# Festool Planex + Cyclone Dust Collector



## DiasDePlaya (Aug 1, 2013)

Hi everyone,

Following your advice I will buy a Festool Planex.

But the dust bags are expensive, work without a bag is expensive because the filter is expensive too. Reusable bags are nonexistent here in Chile.

Anyone tested a DIY cyclone dust collector between the Dust Extractor and the Planex?

Thanks for your comments!


----------



## DiasDePlaya (Aug 1, 2013)

Something like this.

https://www.youtube.com/watch?v=mtHVDGi19bA


----------



## embella plaster (Sep 21, 2013)

DiasDePlaya said:


> Hi everyone,
> 
> Following your advice I will buy a Festool Planex.
> 
> ...


I have a dewalt vac and it has twin self cleaninh filters its great


----------



## Sweendog87 (Apr 5, 2015)

So u don't have to clean or replace filters? I need one of those


----------



## DiasDePlaya (Aug 1, 2013)

I know that those cyclones work very well with wood dust, but I can't find any experience with mud/plaster dust.


----------



## DiasDePlaya (Aug 1, 2013)

This is the simplest collector that I found, and I'm sure that works as good as the more complex designs.
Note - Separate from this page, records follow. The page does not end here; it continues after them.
PR #6788, opened 2022-11-24
Remove autotest/pytest.ini which is stale

rouault:
as it is now a generated file in the build autotest subdirectory.


rouault:
unrelated test failure: cf https://github.com/OSGeo/gdal/issues/6791

PR #6789, opened 2022-11-24
autotest/conftest.py: add collect_ignore_glob to ignore pymod/ files

rouault:
For some reason, it doesn't seem the ``testpaths`` setting of pytest.ini is honoured as expected when running ``pytest autotest`` from the build directory (at least on Linux)


rouault:
unrelated test failure: cf https://github.com/OSGeo/gdal/issues/6791

PR #6799, opened 2022-11-25
Add minimal support for reading 12-bit JPEG images with libjpeg-turbo 2.2dev and internal libjpeg12

rouault:


rouault:
failures with ubuntu_18_04_32bit_build are unrelated: cf https://github.com/OSGeo/gdal/pull/6800

PR #6808, opened 2022-11-27
Fixed build documentation for version 3.6.0 with cmake

igorgatis:
## What does this PR do?
Fixes build documentation for version 3.6.0 which uses cmake.


rouault:
There is no error. The CMake build system is available since GDAL 3.5.0, and required since 3.6.0

PR #6828, opened 2022-11-30
Fixes NITF driver bug that prevents adding subsequent TREs after a HEX TRE (fixes #6827)

### LINKED ISSUE #6827: Adding a Single HEX TRE to a NTF File Prevents Subsequent TREs from being Added.

Calling `gdal.Translate` with the `NTF` driver prevents subsequent TREs from being added after adding a single HEX TRE.

There is a bug in `nitffile.c` in method `NITFWriteTREsFromOptions`.  In this method there is a loop.  Within this loop, is a string compare method that accepts the length to compare.  This string compare method is used to filter out creation_options that do not have the correct prefix (in our case the prefix is `TRE=`).  The string compare length variable is initialized prior to the loop, but once a hex string is passed in, this length is increased by 4.  On the next iteration of the loop, this string comparison length is not reset to the original value so all subsequent TREs are filtered out because the string comparison fails (incorrectly).  You will see what I'm talking about in the PR.  It's a simple 2 line change.

See the linked zip below for the code and files to reproduce.  There is a README.md within the zip with instructions.

https://drive.google.com/file/d/1qgENDcI_QMqPzh-CuXeRheVecDgwV2th/view?usp=share_link

## Operating system

Ubuntu 20.04 64-bit

3.7.0dev - installed via master branch from source

Snaze:
## What does this PR do?

There was a bug in nitffile.c in method NITFWriteTREsFromOptions. In this method there is a loop. Within this loop, is a string compare method that accepts the length to compare. This string compare method is used to filter out options that do not have the correct prefix by `continue`-ing the loop (in our case the prefix is TRE=). The string compare length variable is initialized prior to the loop (in our case 4), but once a hex string is passed in, this length is increased by 4. On the next iteration of the loop, this string comparison length is not reset to the original value so all subsequent TREs are filtered out because the string comparison fails (incorrectly).  This commit fixes that issue.

https://github.com/OSGeo/gdal/issues/6827

## Tasklist

 - [X] Fixed bug in nitffile.c / NITFWriteTREsFromOptions
 - [ ] Add test case(s)
 - [ ] Add documentation
 - [ ] Review
 - [ ] Adjust for comments

## Environment

* OS: Ubuntu 20.04
* Compiler: gcc (Ubuntu 9.4.0-1ubuntu1~20.04.1) 9.4.0 / g++ (Ubuntu 9.4.0-1ubuntu1~20.04.1) 9.4.0

### DIFF
--- a/frmts/nitf/nitffile.c
+++ b/frmts/nitf/nitffile.c
@@ -1457,7 +1457,6 @@ static int NITFWriteTREsFromOptions(
     int bIgnoreBLOCKA =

https://www.youtube.com/watch?v=umkOUPyduaw


----------



## embella plaster (Sep 21, 2013)

Sweendog87 said:


> So u don't have to clean or replace filters? I need one of those


I dont know it says there self cleaning but the look dusty to me lol


----------



## tequilua (Sep 16, 2012)

I use Planex with festool Dust Extractor CT36 Autoclean. Bought it a year ago. Never used a bag, never replaced filter. Filter clogs every half and hour of nonstop sanding, but it takes 1 minute to clean it so it not bother me too much.


----------



## D A Drywall (May 4, 2013)

Sweendog87 said:


> So u don't have to clean or replace filters? I need one of those


I got my Planex and CT 36 vac from CSR for $1750 usd. Best price I could find.


----------



## embella plaster (Sep 21, 2013)

Yeah the only thing my filters say do not preasure air clean them it shows and x like dont do it but shows a tick banging it lol so bang away i will the dewalt is so powerfull


----------